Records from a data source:
------------------------------------------------

PR #99, opened 2020-04-18
Add nested messages parse.

csWen:
The changes are in two files:
- /frame/metadata: implemented needed functions for `protoc-gen-validate`, not all functions
- /frame/parser.ex: implemented parsing nested messages

### DIFF
--- a/lib/protobuf/protoc/frame/parser.ex
+++ b/lib/protobuf/protoc/frame/parser.ex
@@ -44,7 +44,7 @@ defmodule Protobuf.Protoc.Parser do
        ) do
     ctx = %{ctx | package: package, syntax: syntax(syntax)}
 
-    msgs = Enum.map(desc.message_type, &parse_msg(ctx, package, nil, &1))
+    msgs = Enum.map(desc.message_type, &parse_msg(ctx, package, &1))
     # result = Result.put_tree([package, name], file)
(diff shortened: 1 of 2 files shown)


lib/protobuf/protoc/frame/parser.ex
```diff
@@ -65,23 +65,29 @@ defmodule Protobuf.Protoc.Parser do
     file
   end
 
-  @spec parse_msg(Context.t(), String.t(), Google.Protobuf.DescriptorProto.t()) :: any
-  defp parse_msg(%{namespace: ns} = ctx, file_fqn, desc) do
-    fqn = Utils.join_name([file_fqn, desc.name])
+  @spec parse_msg(Context.t(), String.t(), String.t(), Google.Protobuf.DescriptorProto.t()) :: any
+  defp parse_msg(_ctx, _file_fqn, _parent_msg, []), do: []
+
+  defp parse_msg(%{namespace: ns} = ctx, file_fqn, parent_msg_fqn, desc) do
```
tony612, line 71: I think we can change `file_fqn, parent_msg_fqn` to a single `parent_fqn`?

csWen: I thought we can get all messages(include nested messages) in a file if we have the file_fqn in message metadata. I can remove it if it's not useful.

------------------------------------------------

### Task description
Up to and including the line with "Enum.map(desc.message_type, &parse_msg(ctx, package, &1))", please return the records exactly, beginning from their first line.

### Solution to this problem
PR #99, opened 2020-04-18
Add nested messages parse.

csWen:
The changes are in two files:
- /frame/metadata: implemented needed functions for `protoc-gen-validate`, not all functions
- /frame/parser.ex: implemented parsing nested messages

### DIFF
--- a/lib/protobuf/protoc/frame/parser.ex
+++ b/lib/protobuf/protoc/frame/parser.ex
@@ -44,7 +44,7 @@ defmodule Protobuf.Protoc.Parser do
        ) do
     ctx = %{ctx | package: package, syntax: syntax(syntax)}
 
-    msgs = Enum.map(desc.message_type, &parse_msg(ctx, package, nil, &1))
+    msgs = Enum.map(desc.message_type, &parse_msg(ctx, package, &1))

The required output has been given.